Для чего нужен учитель в детском хосписе?
Для чего нужен учитель в детском хосписе?
Восемь лет назад в Центре детской гематологии, онкологии и иммунологии имени Дмитрия Рогачева открылась первая в России госпитальная школа. Ее концепция — не просто приглашать учителей «к больничным койкам» детей, длительно находящихся на лечении, но и создать полноценную образовательную среду: с уроками, «домашками», праздниками, фестивалями и даже собственной радиостанцией.
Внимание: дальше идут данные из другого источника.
PR #483, opened 2021-07-16
External Smart-Client Discovery [API-561]

zpqrtbnk:
This PR implements external Smart-Client discovery, for Kubernetes support, so that the Smart-Client mode described in [this guide](https://guides.hazelcast.org/kubernetes-external-client/) is supported. 

In addition, the PR implements a few changes to options, how they are built and how they are exposed by the client, to make the general experience smoother.

## Note
This PR cannot fully work when the cluster falls down to 1 member, due to an issue in the Java Kubernetes code (see [this PR](https://github.com/hazelcast/hazelcast/pull/19168)) - which will be fixed in v5. So if you want to test by following the guide, just make sure not to bring the cluster down to 1 only member. Or, run the latest v5 snapshot, as the PR has now been merged.

## Review

The PR essentially includes a new `ConnectAddressResolver` class whose role is to detect/determine whether members should be reached via their internal or public address, along with a new `Networking.UsePublicAddress` option which can be used to bypass this detection and force usage of either public or private addresses.

The key changes happen in `Hazelcast.Clustering` changing how the client handles connections. Also, `Hazelcast.Models.MemberInfo` changes to handle the fact that one member can have a public and a private address. Then, the PR also refactors various aspects of configuration, mostly to make things more consistent.

Review should consist in code review and, ideally, testing that the Smart-Client mode described in the guide works. However, that requires a working Kubernetes environment, which can be a relatively painful thing to setup.


zpqrtbnk:
Moving the discussion over to [this PR](https://github.com/hazelcast/hazelcast/pull/19111) on the main Hazelcast repo.

zpqrtbnk:
That was a bad idea, actually. Closed the wrong PR.

src/Hazelcast.Net/Core/EnumerableExtensions.cs
```diff
@@ -32,6 +32,20 @@ internal static class EnumerableExtensions
         public static IEnumerable<T> Shuffle<T>(this IEnumerable<T> source)
             => source.OrderBy(x => RandomProvider.Next());
 
+        /// <summary>
+        /// Shuffles an enumerable.
```
alexb5dh, line 36: Source is not just enumerable, is enumerable mention intended?

src/Hazelcast.Net/Networking/ConnectAddressResolver.cs
```diff
@@ -0,0 +1,186 @@
...
+        /// <returns><c>true</c> if public addresses must be used; otherwise <c>false</c>, indicating that internal addresses can be used.</returns>
+        public async Task<bool> DetermineUsePublicAddresses(IReadOnlyCollection<MemberInfo> members)
+        {
+            // if the user has specified its intention, respect it, otherwise try to decide
+            // automatically whether to use private or public addresses by trying to reach
+            // a few members
+
+            if (_options.UsePublicAddresses.HasValue)
+            {
+                var usePublicAddresses = _options.UsePublicAddresses.Value;
```
alexb5dh, line 44: Can be simplified a bit, but it's a matter of preference:
```suggestion
            if (_options.UsePublicAddresses is {} usePublicAddresses)
            {
```

src/Hazelcast.Net/Networking/NetworkAddress.cs
```diff
@@ -302,6 +305,32 @@ internal static bool TryParse(string s, out NetworkAddress address, int defaultP
         /// <returns>A new instance of the network address with the same host but a different port.</returns>
         internal NetworkAddress WithPort(int port) => new NetworkAddress(Host, port);
 
+        /// <summary>
+        /// Determines whether this address is reachable, by trying to connect to it.
+        /// </summary>
+        /// <param name="timeout">A timeout.</param>
+        /// <returns><c>true</c> if the connection was successful; otherwise false.</returns>
+        /// <remarks>Use a timeout value of -1ms for infinite.</remarks>
```
alexb5dh, line 313: .NET has a constant you can reference in such cases: `System.Threading.Timeout.InfiniteTimeSpan`

alexb5dh (approved):

alexb5dh (approved):

src/Hazelcast.Net/Networking/NetworkAddress.cs
zpqrtbnk: yes but I prefer to be explicit here

src/Hazelcast.Net/Networking/ConnectAddressResolver.cs
zpqrtbnk: nice, going to use it

src/Hazelcast.Net/Core/EnumerableExtensions.cs
zpqrtbnk: bad copy/paste, fixing

PR #492, opened 2021-08-16
[API-274] SQL types

alexb5dh:


zpqrtbnk:
Only 1 comment / question really: are the new types pure-SQL types, or could they be useful for other applications, and then, should they be in a `Hazelcast.Sql` namespace or in a less SQL namespace or even in the root namespace? What I mean is... SQL is a query language, these types could be used without using SQL, couln't they?

mdumandag:
@zpqrtbnk In the Java client, these types (date types + BigDecimal) are used in

- SQL as return types/parameters of queries
- Portable as return types/parameters of readXXX/writeXXX methods
- new Compact Serialization as return types/parameters of readXXX/writeXXX methods

Also, they have default serializers registered for them (in 5.0), so they can also be used in any other data structure

zpqrtbnk:
Suggesting we move them to `Hazelcast.Models` which contains various "models" such as the `MemberInfo` class.
WDYT?

alexb5dh:
@zpqrtbnk @mdumandag 

Moved new types from `Hazelcast.Sql` to `Hazelcast.Models`. 
Corresponding tests file moved and renamed as: `/Sql/SqlDataTypesTests.cs` -> `Models/HazelcastDataTypesTests.cs`

zpqrtbnk (approved):
Looks good with the changes. Approved.

PR #493, opened 2021-08-19
Hz script update

alexb5dh:
- Switch to hazelcast-all package
- Update RC version to 0.8 (optional, can be reverted)


zpqrtbnk (approved):
Looks good to me, makes sense.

«Заботливую школу» — так называется проект — организовала команда образовательного содружества «УчимЗнаем», которое возглавляет Сергей Витальевич Шариков, педагог, историк, ученый. Сегодня таких школ в России уже 34. В прошлом году проект «Заботливая школа» начал работать в московском Детском хосписе «Дом с маяком».
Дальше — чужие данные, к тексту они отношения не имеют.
PR #494, opened 2021-08-19
Get rid of FIXMEs in code and all warnings

zpqrtbnk:
Just a small PR to get rid of all FIXMEs in the code and of all other warnings.

### DIFF
--- a/src/Hazelcast.Net/Networking/SocketConnectionBase.cs
+++ b/src/Hazelcast.Net/Networking/SocketConnectionBase.cs
@@ -231,7 +231,6 @@ namespace Hazelcast.Networking
             _streamReadCancellationTokenSource.Cancel();
 
             // ensure everything is down by awaiting the other task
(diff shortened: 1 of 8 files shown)


src/Hazelcast.Net/Networking/SocketConnectionBase.cs
```diff
@@ -231,7 +231,6 @@ private async ValueTask ShutdownInternal(Task task)
             _streamReadCancellationTokenSource.Cancel();
 
             // ensure everything is down by awaiting the other task
-            // FIXME why could this be null ?!
```
alexb5dh, line 234: So have you found an answer? :)

zpqrtbnk: No :) I don't think it can ben null & I don't remember why this warning is here, so I remove it.

alexb5dh (approved):

PR #497, opened 2021-08-25
Bugfix networking code

zpqrtbnk:
Depends on #512

Kubernetes tests reveal that in some occasion our networking code does not like connections to member going up and down in unpredictable ways - this PR fixes the problem.


src/Hazelcast.Net/Clustering/ClusterConnections.cs
```diff
@@ -120,10 +127,22 @@ await foreach(var (member, token) in _clusterMembers.MembersToConnect.WithCancel
                 else
                 {
                     var details = wasCanceled ? "canceled" : "failed";
```
alisengul53, line 129: Is it still needed to set `details` as canceled or failed here?

src/Hazelcast.Net.Tests/Clustering/ConnectMembersTests.cs
```diff
@@ -68,53 +70,66 @@ await foreach (var (member, token) in memberConnectionQueue.WithCancellation(can
...
+
+            await mutex.WaitAsync(); // blocks the connections
 
             queue.Add(MemberInfo(NetworkAddress.Parse("127.0.0.1:4")));
             await Task.Delay(500);
 
-            queue.Suspend();
-            mutex.Release(); // resume => should cancel current connect
+            var task = queue.SuspendAsync();
+            Assert.That(task.IsCompleted, Is.False);
```
alisengul53, line 100: Is there any specific reason to use always `Assert.That`
What about `Assert.IsTrue(task.IsCompleated)` for true false checks

src/Hazelcast.Net/Clustering/ClusterMembers.cs
```diff
@@ -167,18 +176,25 @@ public void AddConnection(MemberConnection connection, bool isNewCluster)
...
                     {
-                        _logger.LogDebug($"Added connection {connection.Id.ToShortString()} to member {connection.MemberId.ToShortString()}.");
+                        if (_logger.IsEnabled(LogLevel.Debug))
+                        {
+                            var msg = $"Added connection {connection.Id.ToShortString()} to member {connection.MemberId.ToShortString()} at {connection.Address}";
+                            msg += existingConnection == null
+                                ? "."
+                                : $", replacing connection {existingConnection.Id.ToShortString()} at {existingConnection.Address}.";
+                            _logger.LogDebug(msg);
+                        }
```
alisengul53, line 192: Should we log something here when the LogLevel is not debug?
If it is unneccessary, what about the using `else if` directly

src/Hazelcast.Net/Clustering/ClusterConnections.cs
zpqrtbnk: well, yes, I think so? `exception` could be `null`?

alisengul53: I mean in every block `details` var is set to something else, are we using the values `canceled` or `failed` after setting it?

alisengul53 (approved):
Looks good to me generally!

src/Hazelcast.Net/Clustering/ClusterConnections.cs
zpqrtbnk: Yes but if `exception` is null? None of the blocks run, or am I missing something?

alisengul53: Ah sorry my bad, i missed the `details` at the end of the line

PR #741, opened 2022-11-09
Enable .Net7 Build

emreyigit:
- Enabled the .Net 7 build. 
- Add option to show EOL target warnings. Since we intentionally support them, no need to keep it printing.
- Handled warnings about a TLS version on the tests.


zpqrtbnk (approved):
Approved

PR #742, opened 2022-11-14
LINQ Part 4 - Query formatter [API-1672]

emreyigit:
The PR contains code for query formatter which translates cleaned tree to string SQL statement.


src/Hazelcast.Net.Linq.Async/Visitors/QueryFormatter.cs
```diff
@@ -0,0 +1,501 @@
...
+    /// <summary>
+    /// Traverse and translate tree to SQL string statement.
+    /// </summary>
+    internal class QueryFormatter : HzExpressionVisitor
+    {
+        private StringBuilder _sb;
+        private List<object> _values;
+
+        // internal for test
+        internal QueryFormatter()
```
zpqrtbnk, line 36: since the class is `internal` you can probably make it `public`?

src/Hazelcast.Net.Linq.Async/Visitors/QueryFormatter.cs
```diff
@@ -0,0 +1,501 @@
...
+            f.Visit(expression);
+            return (f.ToString(), f._values);
+        }
+
+        public override string ToString()
+        {
+            return _sb.ToString();
+        }
+
+#pragma warning disable CS8765 // Nullability of type of parameter doesn't match overridden member (possibly because of nullability attributes).
```
zpqrtbnk, line 59: is this due to a conflict with the implemented interface not being nullable-enabled? like... if we implement nullable in our file, and the interface is not enabled, we have that type of conflicts?

zpqrtbnk (commented):
Small questions.

src/Hazelcast.Net.Linq.Async/Visitors/QueryFormatter.cs
zpqrtbnk: ok

src/Hazelcast.Net.Linq.Async/Visitors/QueryFormatter.cs
zpqrtbnk: ok

zpqrtbnk (approved):
Approved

Мы поговорили с Сергеем о том, что школа вносит в жизнь тяжелобольных детей, зачем нужна учеба в паллиативе, и кто может стать больничным педагогом.
— Сергей, скажите, как лично вы пришли в сферу госпитальной педагогики?
— Я по профессии педагог, историк. Вся моя жизнь связана с образованием: работал в школе учителем, заместителем директора, директором, потом ушёл в органы управления образованием. Как говорила моя мама: «Я тебя как отдала в школу в 7 лет, так до сих пор оттуда забрать не могу».
В 2009 году я сам заболел раком. Так совпало, что через какое-то время меня пригласил заняться госпитальным образованием академик Евгений Александрович Ямбург, с которым мы давно дружим. Возможно, в этом был какой-то элемент судьбы. Мне два раза назначали срок жизни, который у меня остался. И этот проект — как будто мне сверху был дан: вот, на – дело! Делай и живи. Я благодарю Бога за то, что оно у меня появилось. Что я смог использовать то, что накопил к своему возрасту и что, может быть, лежало невостребованным, а могло бы поработать на пользу, как оно и работает сейчас. И плюс для меня самого, извините за такую эгоистическую позицию, это стало таким мощным жизненным переосмыслением, которое позволяет мне сегодня по-другому общаться с детьми, родителями.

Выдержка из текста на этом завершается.